The baby oysters were spawned a year ago at the Martha’s Vineyard Shellfish Group’s hatchery using wild adult oysters from the pond. The oysters are known to be resistant to a disease called dermo that has been killing oysters in the Great Pond.

The baby oysters have been pampered in floating cages, protected from predators and given the best nourishment the pond can provide.

The word oyster used to be synonymous with the Vineyard’s Great Ponds. Mr. Bassett has vivid memories of a time when the bottom of the pond held large oyster beds. The oysters were self-propagating and needed little attention. They were so prodigious that young oysters would grow on the shells of older oysters. A fisherman could harvest them by the bushel, and the fishery thrived. But environmental changes in and around the pond and the arrival of dermo contributed to a severe decline 15 years ago. The commercial oyster fishery in the Edgartown Great Pond has been closed for two years.

Now, with the help of shellfish science and the hatchery, there is strong hope for a revival.

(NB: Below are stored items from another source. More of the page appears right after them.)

PR #761, opened 2019-07-02
added tile_previewer utility function

brendancol:
The `tile_previewer` utility is a helper for creating a Bokeh figure with a tile layer. It works in notebooks, but can also save the figure out to be stored with a tileset.  A future PR should include generating an `index.html` file in the root of the tileset directory so tiles can be easily looked at.

Example Usage
---------------

```python
from datashader.tiles import tile_previewer
tileset_url = 'https://my-s3-bucket.s3.amazonaws.com/9615-forced-test/{Z}/{X}/{Y}.png'
fig = tile_previewer(full_extent=full_extent_of_data, height=800, width=800, tileset_url=tileset_url)
```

The oyster restoration project is aimed at speeding up the work that nature would take years to accomplish, through the hatchery spawning, improvements to habitat and circulation in the pond. On this day an excavator is reopening the pond to the sea.

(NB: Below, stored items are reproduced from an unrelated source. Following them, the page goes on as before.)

PR #762, opened 2019-07-05
Implemented distributed regridding

philippjfr:
Implements regridding of ``dask.array.Array`` backed ``xarray.DataArray`` objects without loading the entire array into memory.

The basic idea here is that the operation will no longer load dask arrays into memory, instead it will resample the original data in chunks and then stack the resampled chunks along the two axes. By default it will try to keep the chunksize consistent, however it now also exposes a memory constraint which can be used to limit the amount of data in memory at any one time. 

If enabled it is possible to end up with situations where resampling cannot be performed given the memory constraints, e.g. let us say you have a 1 GB array which is roughly 12k x 12k in shape, and we want to resample it into a 10x10 grid. If we we give it a memory limit of 100 KB, even if each output chunk is only 1x1 it still has to load a 1200x1200 grid, i.e. about 11.5 MB, into memory . This could be solved by splitting the task and creating temporary chunks which are then aggregated but I considered that out of scope. Instead you will get an error that you have to relax the memory constraint.

Here is the profiling output when regridding a 10k x 10k grid into a 100x100 grid:

bokeh_plot - 2019-07-15T131812 114

Here is the same, but this time the array isn't already in memory but loaded from disk with zarr:

bokeh_plot - 2019-07-15T140555 076

Here we are zooming on a 50k x 50k (20 GB) array loaded with zarr (note how it slows down when we zoom out), while trying to minimize memory load:

dask_zarr

### Known issues

- Upsampling with 'linear' interpolation does not yet use correct padding so boundaries are wrong

- [x] Add tests

### DIFF
--- a/datashader/core.py
+++ b/datashader/core.py
@@ -675,7 +675,7 @@ The axis argument to Canvas.line must be 0 or 1
         Also supports resampling out-of-core DataArrays backed by dask
         Arrays. By default it will try to maintain the same chunksize
         in the output array but a custom chunksize may be provided.
-        If there are memory constrains they may be defined using the
+        If there are memory constraints they may be defined using the
         max_mem parameter, which determines how large the chunks in
         memory may be.
 
@@ -696,7 +696,7 @@ The axis argument to Canvas.line must be 0 or 1
         agg : Reduction, optional default=mean()
             Resampling mode when downsampling raster.
             options include: first, last, mean, mode, var, std, min, max
-            Also accepts string names, for backwards compatibility.
+            Accepts an executable function, function object, or string name.
         interpolate : str, optional  default=linear
             Resampling mode when upsampling raster.
             options include: nearest, linear.
--- a/datashader/core.py
+++ b/datashader/core.py
@@ -5,7 +5,7 @@ from numbers import Number
 import numpy as np
 import pandas as pd
 import dask.dataframe as dd
-from dask.array import Array
+import dask.array as da
 from six import string_types
 from xarray import DataArray, Dataset
 from collections import OrderedDict
@@ -14,7 +14,7 @@ from datashader.spatial.points import SpatialPointsFrame
 from .utils import Dispatcher, ngjit, calc_res, calc_bbox, orient_array, compute_coords
 from .utils import get_indices, dshape_from_pandas, dshape_from_dask
 from .utils import Expr # noqa (API import)
-from .resampling import resample_2d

Oysters are a key component in improving the water quality of the pond because they feed on the algae that can take up too much oxygen and put the pond ecosystem out of balance.

Oysters require a hard surface for growing. Years ago they grew on the shells of older oysters that covered the pond bottom. The beds were firm and healthy. This summer with help of the Edgartown shellfish department, culch, in the form of crushed ocean clam shells is being dumped into sections of the pond as part of an effort to reestablish healthy oyster beds.

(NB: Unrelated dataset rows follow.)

PR #763, opened 2019-07-09
Fix warnings with latest Numba

philippjfr:
Various fixes to datashader numba code to avoid the following warnings:

* Use correct JIT decorator for function which has no parallel target, avoiding a warning with latest numba versions.

* Avoid reflected list deprecation warnings, mostly by passing in tuples instead

* Declare forceobj mode for functions which don't support nopython and looplifting.

### DIFF
--- a/datashader/bundling.py
+++ b/datashader/bundling.py
@@ -33,9 +33,9 @@ def distance_between(a, b):
     return (((a[0] - b[0]) ** 2) + ((a[1] - b[1]) ** 2))**(0.5)
 
 
-@nb.jit
+@nb.jit(forceobj=True)
 def resample_segment(segments, new_segments, min_segment_length, max_segment_length, ndims):
-    next_point = np.array([0.0] * ndims)
+    next_point = np.zeros(ndims)
     current_point = segments[0]
     pos = 0
     index = 1
@@ -183,9 +183,8 @@ def get_gradients(img):
 
 class BaseSegment(object):
     @classmethod
-    @nb.jit
     def create_delimiter(cls):
-        return np.array([[np.nan] * cls.ndims])
+        return np.full((1, cls.ndims), np.nan)
 
 
 class UnweightedSegment(BaseSegment):
@@ -393,12 +392,11 @@ class connect_edges(param.ParameterizedFunction):
 
 directly_connect_edges = connect_edges # For bockwards compatibility; deprecated
 
-@nb.jit
+
 def minmax_normalize(X, lower, upper):
     return (X - lower) / (upper - lower)
 
 
-@nb.jit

Near Swan’s Neck Point, Mr. Bassett slows the boat. Under the watchful eye of two dozen cormorants standing in a line on the point, Mr. Vendettuoli and Mr. Huth, wearing gloves, begin pushing juvenile oysters off the culling board and into the pond. The tiny shellfish scatter across the water. Mr. Bassett explains that the baby oysters come from a batch of 3.5 million oysters provided by the shellfish group.

He points to two floating rafts out on the pond. One, a spawning cage, contains 50 healthy adult oysters. They will naturally spawn and help populate the pond with millions of spat. Mr. Bassett hunted for the adults himself and found them in one of the coves. Some were eight inches long. “The large adults are the biggest producers. They can produce millions of juveniles. We want them to spawn,” Mr. Bassett says.

Keeping the spawning adults off the silty bottom gives the offspring an even greater chance to survive.

At another site there are floating spat collectors. The floats are intended to give the baby oysters a temporary home underwater while they grow. Each collector bag is made of chicken wire mesh filled with bay scallop shells. The baby oysters will readily attach themselves to the scallop shells and at some point the shells and juvenile oysters will be released to the bottom to grow naturally. Each one of the collectors was made by the summer interns early in the season. The chicken wire will naturally rust and eventually disintegrate.

At another site, Mr. Huth pulls up lantern nets loaded with juvenile oysters. Using a scrubber he wipes away algae that has grown on the net. Mr. Bassett explains that the lantern nets are ideal for raising young oysters but also the most labor intensive. The nets must be washed frequently or they will foul.

The pond is alive with oyster spat this summer, Mr. Bassett observes — more evidence that the project is a success story so far. They’ve found oyster spat attached to more than the bay scallop shells and the shellfish culch they’ve put out there. They even found a brown oak leaf with spat attached.

Speeding back to the town landing, Mr. Bassett points out another important part of this collaborative effort that includes the involvement of riparian owners. On the shore, in the backyard of a private home owned by Toni Shute and John O’Keefe, Mr. Bassett has set up two 275-gallon seawater tanks that serve as a nursery for young oysters. A similar system has operated in the Tisbury Great Pond for years with great success.

Mr. Bassett says he has no official title. “Just call me the oyster man,” he smiles.